Saved entries:

____________________

PR #268, opened 2016-06-01
Try to fix Markdown and other errors to make Travis happy.

mykaul:
Two issues, hopefully now Travis will not complain.


mykaul:
It fixes one issue (the one on the 3.5.2), but not the core issue.

thatdocslady:
@jasonbrooks @garrett plz help :(

jasonbrooks:
@thatdocslady @mykaul I poked around and found that it's missing frontmatter that's causing the problem. The bare minimum required is an authors field, though it seems like title would be nice to include, too. You could check out other feature pages to see their conventions:

```
---
title: Deploy Hosted Engine Hosts via Engine
authors: mykaul
---

```

PR #279, opened 2016-06-07
Install openssl for gem updates

mureinik:
Commit 4b49f9 changed the Gemfile to download files from
https://rubygems.org instead of http://rubygems.org. Using HTTPS
requires openssl to be installed, and while it's hard to imagine a
system that doesn't have it installed, we should not make any
assumptions. Especially in light of how cheap it is to verify this.

Change-Id: I90e4b25eade1c7a962014554bd76e6d43e5fd68c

____________________

Filter the entries and keep only the lines holding "openssl".

Install openssl for gem updates
requires openssl to be installed, and while it's hard to imagine a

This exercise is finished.